|CORAM:||Inturi Rama Rao (AM), Sunil Kumar Yadav (JM)|
|CATCH WORDS:||ALP, TNMM, Transfer Pricing|
|COUNSEL:||Chythanya K. K|
|DATE:||April 21, 2017 (Date of pronouncement)|
|DATE:||April 21, 2017 (Date of publication)|
|FILE:||Click here to download the file in pdf format|
|Transfer Pricing: An international transaction can be clubbed / aggregated with other international transactions if such transactions are closely connected with each other. The onus is on the assessee to establish the justification for clubbing the transactions. If the TPO has not applied TNMM at the entity level and has bench marked the royalty payment on standalone basis and not subjected the cost of production or other transactions to bench marking, the contention that when TNMM is applied at the entity level, there was no necessity of separate bench marking in respect of royalty transactions cannot be accepted|
(i) The only issue that arises for consideration before us is whether the TPO was justified in making the ALP adjustment in respect of royalty payment made to M/s. Falco Limited in the given facts of the present case. The royalty payment is made to M/s. Falco Limited for manufacturing electronic components by using technology, expertise and knowhow of Falco and marketing and selling components under the brand name of Falco in India as well as abroad by the assessee company. In consideration of same, royalty at the rate of 8% of sales was made by the appellant to M/s. Falco Limited. No doubt the law is settled to the extent that an international transaction can be clubbed / aggregated with other international transactions provided such transactions are closely connected with each other. In the cases cited by the ld. counsel for the appellant, this proposition of law was reiterated. But in the present case, the TPO had not applied TNMM at entity level. The TP study report submitted by the assessee company had been rejected by the TPO. This action of the TPO is confirmed by the Hon’ble DRP. But the TPO proceeded to bench mark the transaction of the royalty payment on stand alone basis. In the process, the cost of production or other transactions are not subjected to bench marking by the TPO. Therefore the contention of the ld. counsel that when the TNMM was applied at the entity level, there was no necessity of separate bench marking in respect of royalty transactions cannot be accepted. This submission made by the assessee-company is factually incorrect. On mere perusal of order of the ld. TPO it is manifest that the TPO had picked up the transaction royalty alone for the purpose of bench marking. The statement made by the ld. Counsel for the appellant is nothing but attempt to mislead the court. This conduct on the part of the counsel is highly deplorable. It is a fundamental duty of an advocate / counsel to assist the court in adjudicating the matter before the court in accordance with the law. It is highly unbecoming of counsel to mislead the court. We leave the issue here with these observations.

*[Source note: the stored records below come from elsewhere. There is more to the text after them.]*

PR #47, opened 2020-12-29
[PD-6886] load more button pagination

nate998877:
### What does this PR do?

- Adds a load more button for fetching jobs. shows all jobs on one page
- Pre fetches jobs when using load more

### notes to Reviewer

This goes with backend PR [PD-6928] and will not work properly without those changes. 

[PD-6928]: https://directemployersfoundation.atlassian.net/browse/PD-6928


src/components/AppLoadMore.vue
```diff
@@ -0,0 +1,29 @@
+<template>
+    <nav v-if="totalPages > 1 && currentPage < totalPages">
+        <button class="button" type="button" @click="loadMore">
+            Load More
```
surgiie, line 4: May check with @jeremytubbs on this but i would honestly prefer we move away from providing styles because of how much trouble they have given Zarif. I would prefer that we just give elements some reasonable class names and let Zarif do the styling on his end.

As an example add a `load-more-pagination` class on `nav` and a `load-more-pagination__button` class on  `button`  and then just let Zarif/RR worry about how it should be styled. Again, check with @jeremytubbs or maybe we should discuss this as a team.


Side note and trivial:: Consider adding a `text` prop or wrapping `Load More` in a `<slot>` to allow implementer to customize text.

src/components/Search/Providers/mixins/provider.js
```diff
@@ -21,31 +21,40 @@ export default {
...
             status: {
                 loading: false,
                 error: false,
             },
+            jobs: [],
+            jobDisplay: [],
             filters: [],
             pagination: {},
             featuredJobs: [],
+            isFirstLoad: true,
```
surgiie, line 36: `isFirstLoad` doesnt appear to be used anywhere.

src/components/Search/Providers/mixins/provider.js
```diff
@@ -118,16 +128,27 @@ export default {
...
         })
 
-        if(!blank(this.$route.params.location)){
-            this.input.location =  displayLocationFromSlug(this.input.location)
+        if (!blank(this.$route.params.location)) {
+            this.input.location = displayLocationFromSlug(this.input.location)
         }
 
+        if (this.isLoadingMore) {
+            this.siteConfig.num_items = this.siteConfig.MAX_PAGE_SIZE
```
surgiie, line 136: Not sure if modifying `siteConfig` directly is a good idea. This seems like it could introduce weird bugs since site config is dependent by several components but could be wrong.

surgiie (changes requested):
Overall the code is in way better shape than the initial draft.

### Overall thoughts/Future Discussion.
* Not sure im a fan of `pagination_type` being a config option. It has a false sense that changing it will render the appropriate pagination component but it doesnt. The implementer still has to swap in the pagination component type but again maybe this is fine as its not our problem to do this for RR. I understand that is used to tell the back end what paginator type to use but you can accomplish that without a new config option. See comments i made :

https://github.com/DirectEmployers/microsites-search-api/pull/56

* Im inclined to have a single pagination component that is controlled by props. It either is a single "LoadMore" button or it has pages rendered, and then either a `loadMore` or a `pageSelected` event is emited, this allows the component to swap out without any manual intervention,  but maybe thats a bad call. :man_shrugging: 

* Though the code is alot cleaner, im still not sure im a fan of mixing logic for both infinite and  paginated jobs. 


* Without VueX its a bit hard to keep state management clean. Modifying `siteConfig` directly from props is an anti pattern, and im surprised i didnt see any console logs.

### Changes to be made.
Most comments are up to your discretion, but the following should be changed.


* When you switch back to "page" pagination and use `AppPagination` instead, the jobs dont change across pages, they stay the same no matter how many pages you navigate. It is not until you do a page reload with the current page param that you see the appropriate jobs load. I think this because of some missing splice logic on `jobDisplay`, i only saw code for this happening in `created` and not on every search. Tthis is en example result of what i mean about not liking the mix of infinite and paginated searches.

src/components/AppLoadMore.vue
jeremytubbs: Yes, we need a more specific class for "load-more-pagination" than just button and there should be an easy way to change the text.

src/config.js
```diff
@@ -4,7 +4,10 @@ const config =  {
     project_id: process.env.GRIDSOME_GOOGLE_TALENT_PROJECT_ID,
     tenant_uuid: process.env.GRIDSOME_GOOGLE_TALENT_TENANT,
     company_uuids: [process.env.GRIDSOME_GOOGLE_TALENT_COMPANY],
-    client_events: true,
+    client_events: true, // Should be extracted to a separate config at some point
+    pagination_type: "load_more", // Options: [load_more, page] load_more uses offset, page uses pages to load more jobs
```
jeremytubbs, line 8: I would prefer we keep naming consistent with the backend "LimitOffset" and "PageNumber" also change to a pagination object. The whole pagination object should be optional with defaults set on the backend.
```
pagination: {
    num_items: 15,
    type: "LimitOffset"
}
```

src/config.js
```diff
@@ -4,7 +4,10 @@ const config =  {
...
+    num_items: 15,
+    MAX_PAGE_SIZE: 90,
```
jeremytubbs, line 10: I don't like that we are requesting 90 jobs at a time and slowly displaying them... I would prefer this be a bit smarter and always be just one page request ahead. For example first request would take 30 jobs, each press of the "Load More" button would request 15 more and display the 15 it has already loaded and not displayed.

jeremytubbs (changes requested):

src/pages/jobs.vue
```diff
@@ -45,12 +47,14 @@
                                 <div class="text-2xl">
                                     {{ pagination.total }} jobs found
                                 </div>
-                                <AppPagination
-                                    @pageSelected="setInput"
-                                    :current-page="pagination.page"
-                                    :total-records="pagination.total"
-                                    :total-pages="pagination.total_pages"
+                                <AppLoadMore
```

(ii) Now on the issue of bench marking the transaction of royalty the ld. counsel chosen not to point out any fallacies in the reasoning of the TPO or of the ALP analysis in the working of the ALP adjustment. The ld. counsel also failed to establish that the transaction royalty payment is closely linked with the other transactions carried out with AE. It is trite law that a justification should be shown for clubbing the transactions. In the absence of such justification clubbing other transactions is not possible. The onus always lies on the assessee-company to establish the justification for clubbing and aggregation of the transaction of payment of royalty with other transactions. As mentioned (supra) the assessee-company had failed to discharge such onus, in the circumstances we confirm the orders of the lower authorities in this respect of ALP adjustment on payment of royalty.